W tym roku z Polski było dane zagrać Januszowi Pietraszakowi
oraz mojej osobie.
Po rozgrzewce i pierwszych grach dla niektórych smarowanie
wydawało się stosunkowo łatwe i nie powinno sprawić wiele problemów. Jakże
okazało się to mylne myślenie pokazały dalsze gry w których zmiany na torze
należało przewidywać o jeden rzut do przodu bo inaczej kara w postaci splitu
lub wash out”a była nie uchronna. Długość smarowania to 39 stóp z max ratio
1,79 i 24,31 ml jednostkami oleju.
Najwięszym problemem przy tego typu smarowaniu była
nadreakcja kuli -overreaction po 1-2
grze.
Perfekcyjna powtarzalność rzutu, dobór sprzętu oraz
reagowanie na zmiany na torze to był klucz do sukcesu.To chyba nic odkrywczego,
ale często się o tym zapomina grając głownie na smarowaniach typu high scoring.
Po pierwszych entry wielu zawodników miało bardzo duże
problemy z wymienionymi wyzej czynnikami, a duża ich część nie dała sobie z
nimi rady mimo zagrania wielu składów.
I tak między innymi Thomas Larsen, Robert Andesson, Achim
Grabowski(desperado), Peter Ljung (desperado) czy finalista IWO Oliver Blase
nie dokońca sptostali zadaniu i nie przeszli eliminacji.
Jeśli chodzi o występ nas Polaków to Janusz Pietraszak z
wynikiem 1148 zajął 156 miejsce ja natomiast z wynikiem 1231 zajałem 107
miejsce, notabene przed tak uznanymi zawodnikami jak Oliver Blase czy Phil
Hulst, a po pierwszym entry wyprzedzałem nawet samego Mike Fagana J
Najbardziej intrygującym wg mnie był występ Clary Guerrero.
Clara grała 4 lub 5 składów nie mogąc w żaden sposób uzyskać wyniku
kwalifikującego jej do dalszego etapu. Dla nie wtajemniczonych to jedna z
najlepszych zawodniczek na świecie zwyciężczyni ubiegłorocznego Brunswick Euro Chalange.
Ale Clara jest bardzo ambitną zawodniczką i w przed ostatnim składzie uzyskała
nie tylko wynik promujący ją do dalszych gier, ale uzyskała najlepszy wynik
eliminacji 1436 – kosmos ! i tym samym kwalifikując się od razu do kroku
trzeciego finałów.
Po eliminacjach nastapił step 1 w którym wystapili zawodnicy
slasyfikowani z miejsc 17-48 a do dalszych gier kwalifikowało się 16
najlepszych z tej grupy. Nie odbyło sie oczywiście bez małych niespodzianek jak
odpadnięcie Martina Paullsona, Mathiasa
Arupa czy Achima Grabowskiego.
Step 2
W tej fazie zagrali zawodnicy którzy po eliminacjach zajeli
miejsca 9-16 plus 16 zawodników z kroku 1.

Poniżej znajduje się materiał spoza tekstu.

PR #30066, opened 2026-08-23
feat(cs): type the generated C# cores (incl. createOrder -> Task<Order>) and their parameters

carlotestor:
## What this does

Moves the generated C# cores off `object` in three steps.

**Typed core returns** — 300+ methods across 57 struct families return
`Task<Order>` / `Task<List<OHLCV>>` instead of `Task<object>`, so the PascalCase
wrapper is a plain `return res;` rather than re-materialising `new T(res)` on
every call.

**Typed core string parameters** — 294 positions across 172 unified method names.

**New in this push: typed core numeric parameters**, plus the reflective-dispatch
fix that previously blocked them. A core that read:

```csharp
public async override Task<List<ccxt.OHLCV>> fetchOHLCV(string symbol, string timeframeTyped = null, object since = null, object limit = null, object parameters = null)
```

now reads exactly what the TypeScript signature says:

```csharp
public async override Task<List<ccxt.OHLCV>> fetchOHLCV(string symbol, string timeframe = null, Int64? since = null, Int64? limit = null, object parameters = null)
```

**182 numeric positions across 100 unified method names**: `since` / `limit` →
`Int64?`, `amount` / `price` → `double` / `double?`. Covers `fetchOHLCV`,
`fetchTrades`, `fetchMyTrades`, `fetchOrders`, `fetchOpenOrders`,
`fetchClosedOrders`, `watchOHLCV`, `watchTrades`, `createOrder`, `createOrderWs`,
`editOrder`, `fetchLedger`, `fetchDeposits`, `fetchWithdrawals`,
`fetchFundingRateHistory`, `fetchLiquidations`, `fetchTransfers` and more.

The wrapper→core hop is now typed end to end, with no `object` round trip on any
scalar:

```
wrapper FetchOHLCV : String symbol, String timeframe, Int64? since, Int64? limit, Dictionary<string,object> parameters
core    fetchOHLCV : String symbol, String timeframe, Int64? since, Int64? limit, object parameters
```

`params` stays `Dictionary<string, object>` / `object` throughout — no option
structs were introduced.

## The reflective-dispatch blocker, and how it was fixed

The earlier push left `since`/`limit` as `object` because `callDynamically`
invokes cores reflectively with a boxed `object[]`. That concern was **real** —
`MethodInfo.Invoke` binds by exact runtime type, and a probe confirms it:

```
Object of type 'System.Int32' cannot be converted to type 'System.Nullable`1[System.Int64]'.
```

No compile gate catches that. It is fixed at the chokepoint rather than worked
around: `BaseExchange.coerceArgs(MethodInfo, object[])` in
`cs/ccxt/base/Exchange.TranspileHelpers.cs` converts each boxed argument to its
target parameter type before `Invoke`. It is wired into all three reflective
entry points — `callDynamically`, `callDynamicallyAsync`
(`Exchange.TranspileHelpers.cs`) and `DynamicallyCallMethod`
(`Exchange.Instantiate.cs`).

Conversion rules: `null` stays `null`; already-assignable values pass through
untouched; `object` targets are never touched; only primitive/`decimal` targets
convert (never silent stringification of a number, and `bool`/`char` are
excluded); an impossible conversion leaves the original value in place so the
*original* `ArgumentException` still surfaces instead of a helper-thrown one.
The happy path allocates nothing — the array is cloned lazily on first change.

Intra-core call sites use `ToInt64Arg` / `ToDoubleArg` helpers rather than a
cast, because a direct `(Int64?)` unbox of a boxed `Int32` throws
`InvalidCastException`.

## The `<name>Typed` parameter hop is gone

Previously a body that assigned to a narrowed parameter (`timeframe ??= "1m"`)
forced the public parameter to be renamed `timeframeTyped`. That leaked an
implementation detail into the public surface.

Now the **local** is renamed instead of the parameter, so the signature stays
honest:

```csharp
public async override Task<List<ccxt.OHLCV>> fetchOHLCV(string symbol, string timeframe = null, Int64? since = null, Int64? limit = null, object parameters = null)
{
    object timeframeVar = timeframe;
    object limitVar = limit;
    timeframeVar ??= "1m";
```

Zero behaviour change, and `timeframeTyped` no longer appears anywhere in `cs/`.
The rename skips string literals and member access, so dictionary keys such as
`"timeframe"` and properties such as `this.timeframe` are untouched. `ref`/`out`
uses now count as assignments too (caught a real case in
`prediction/polymarket.cs`, where `prefixUnaryNeg(ref limit)` mutates in place).

## How

Post-transpile passes in `build/csharpTranspiler.ts`, alongside `typeCores()`:

- `CORE_NUMERIC_ARGS` — the new positional table, computed by
  `build/analyzeNumericCoreArgs.py`, never hand-written.
- `typeCoreArgs()` narrows both string and numeric positions.
- `castCoreArgCallSites()` inserts `((string)expr)` or
  `ccxt.BaseExchange.ToInt64Arg(expr)` / `ToDoubleArg(expr)` at intra-core call
  sites still holding the value in an `object` local.

Admission rules, forced by the C# type system:

**Keyed by position, not by name.** The prediction tier renames the first
parameter (`symbol` → `outcome`) while override invariance is on types only.

**A position is admitted only when every declaration agrees** on arity,
per-position defaults and current type — C# override parameters are invariant, so
this is all-or-nothing per method name (else CS0115/CS0508).

**The wrapper is the source of truth for the target type.** A numeric position is
narrowed only if the hand-written PascalCase wrapper (derived from the TS
signature) already declares that exact type at that position, with ≥90% agreement
across all wrapper files. This is what keeps `createOrder`'s `amount` a required
`double` while `price` is `double?`, and it rejected positions where the name
looked numeric but the contract was not — e.g. `priceToPrecision` /
`amountToPrecision` (CCXT passes **strings** there on purpose to preserve
precision), `convertOHLCVToTradingView` (its `timestamp` is a JSON key name), and
`parseLeverage` (its `leverage` is a container).

**Fixed a latent bug in `splitCsharpParams`:** it was not string-literal aware, so
commas inside a literal like `"pre-submitted,submitted,partial-filled"` shifted
every later argument position. Harmless while only `"`-prefixed args were skipped;
it corrupted output as soon as numeric positions were rewritten.

## New in this push: `createOrder` returns `Task<Order>`

The remaining wrapper-converting cores are typed too. `createOrder` was the
headline hold-out; it is now:

```csharp
public async virtual Task<ccxt.Order> createOrder(string symbol, string type, string side, double amount, double? price = null, object parameters = null)
```

and the wrapper is a plain `return res;`. The prediction tier stays a sibling
hierarchy: `Task<ccxt.PredictionOrder>` there.

`TYPED_CORES` went **195 → 289** entries, `PREDICTION_TYPED_CORES` **23 → 26**.
Newly typed unified names include `createOrder`, `createOrders`, `fetchOrder`,
`fetchOrders`, `fetchMyTrades`, `fetchTrades`, `fetchPositions`,
`fetchOpenOrders`, `fetchClosedOrders`, `fetchCanceledOrders`,
`fetchCanceledAndClosedOrders`, `cancelAllOrders`, `fetchAccounts`,
`fetchLedger`, `fetchDeposits`, `fetchWithdrawals`, `fetchDepositsWithdrawals`,
`fetchTransfers`, `fetchTransactions`, `fetchFundingHistory`,
`fetchFundingRateHistory`, `fetchLiquidations`, `fetchMyLiquidations`,
`fetchBorrowInterest`, `fetchOpenInterestHistory`, `fetchStatus`, `setLeverage`,
`setMargin`, plus the per-venue variants (`fetchSpotOrders`, `fetchUtaOrder`,
`createContractOrder`, `fetchMarketsV2`, …).

### Why it was blocked before, and what actually unblocked it

The earlier skip was **not** a language limitation. Three concrete things:

1. **Reflective pagination.** `fetchPaginatedCallDynamic` / `callDynamically` /
   `safeDeterministicCall` dispatch by string name and then run `arrayConcat`,
   `filterBySinceLimit`, `sortBy`, `removeRepeatedElementsFromArray` over **lists
   of dictionaries**, reading keys off each row. A `List<Order>` arriving there
   reads as null fields. `fetchMyTrades` alone has 66 such call sites,
   `fetchOrders` 30.
2. **No reverse helper.** Only OHLCV had `FromOHLCVList` (6-number rows are
   trivially reconstructible), so every other family had no way back.
3. **Consuming call sites.** `object orders = await this.fetchOrders(...)` inside
   another core leaks a boxed struct into untyped code.

All three are addressed:

**`From*` helpers, generated not hand-written.**
`build/generateTypedCoreHelpers.py` now parses the **struct constructors** in
`cs/ccxt/base/Exchange.Types.cs` / `PredictionTypes.cs` and inverts them, so the
field ↔ dictionary-key mapping cannot drift from the real constructors. It emits
`FromX(object)` / `FromXList(object)` for **57 struct families** (95 helper
methods), each a pass-through when the value is not of that type, so it is safe
to apply blindly. Nested structs (`Fee`, `Trade[]`, `Precision`, `Limits`) are
re-boxed recursively.

**One runtime dispatcher.** Reflection erases the static type, so
`AwaitAsObject` cannot know which `From*` to call. The generator emits
`BaseExchange.FromTyped(object)` — a `switch` over every reversible runtime type —
and `AwaitAsObject` now routes through it instead of `FromOHLCVList`. Every
reflective entry point (`callDynamically`, `callDynamicallyAsync`, `PromiseAll`)
inherits the fix.

**Consuming call sites are wrapped at transpile time.** `typeCores` now makes a
second pass over each body and funnels any remaining
`await this.<typedCore>(...)` — i.e. one whose result is *not* a bare tail return —
through the reverse helper, so the boxed struct never reaches code that reads
dictionary keys off it. Occurrences already inside a `To*`/`From*` call are left
alone.

**The admissible set is computed, not guessed.**
`build/analyzeTypedCoreCandidates.py` inventories every wrapper that is not
`return res;`, classifies each core (declaration count, tail vs consuming call
sites, reflective hits, hand-written base declarations, per-tier conversion
agreement) and — crucially — asks the helper generator itself
(`generateTypedCoreHelpers.py --capabilities`) which families are invertible. A
name whose shape has no way back is refused rather than shipped. The report is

Tutaj klasą dla siebie był wszystkim znany Fin na codzień grajacy w lidze PBA Mika
Kouivoniemi. Ze średnią 256 który wyprzedził drugiego Martina Larsena ze
Szwecji również grajacego w lidze PBA ze
średnią z 4 gier – 244. Przy okazji Larsen rzucił w tej rundzie, perfect game
którego miałem osobiście przyjemność oglądać i sfilmować. Tej fazy nie
przebrneli m.in. Dennis Eklund, Brian Voss czy Jesper Agerbo.
Step 3
Teraz dołączyli już najlepsi czyli pierwsza ósemka z
eliminacji + 12 z kroku 2.
Mike Fagan ze średnią
z 4 gier 255,50, Dominic Barrett – 246,50 to najlepsi w kroku 3. Po
znakomitym graniu w kroku 2 Martin Larsen trochę się pogubił i nie
zakwalifikował się do ćwiećfinału
podobnie jak Osku Palermaa. Trochę mnie osobiście to zaskoczyło, choć mając na
względzie topografie torów w Dream Bowl Palace, to mogę to zrozumieć nawet jak
chodzi o tak wybitnych zawodników.
Ćwierćfinał to ośmiu zawodników którzy wg drabinki
rozgrywali pojedynki. O awansie do półfinału decydowała suma dwóch gier.
Wg tej zasady awansowali
do półfinału i grali w nastepijących parach: Mike Fagan - Sean Rash oraz Clara Guerrero – Stuart
Williams.
Fagan wygrywa 502 do 425 natomiast Guerrero 476 do 441 czyli
Clarze nie był potrzebny hdcp -16 aby pokonać Williamsa.
No i wreszcie wielki finał.
Faworyt był jeden – Mike Fagan.
Pierwsza gra 246 – 225 z hdcp – wygrywa Fagan. Druga gra 223
– 221.
Tak więc faworyt nie zawiódł i wyrażnie wygrał. W tej grze
Clara grała bardzo poprawnie, ale to nie wystarczyło mimo 16 pkt hdcp na
pokonanie wspaniale dysponowanego Mika Fagana.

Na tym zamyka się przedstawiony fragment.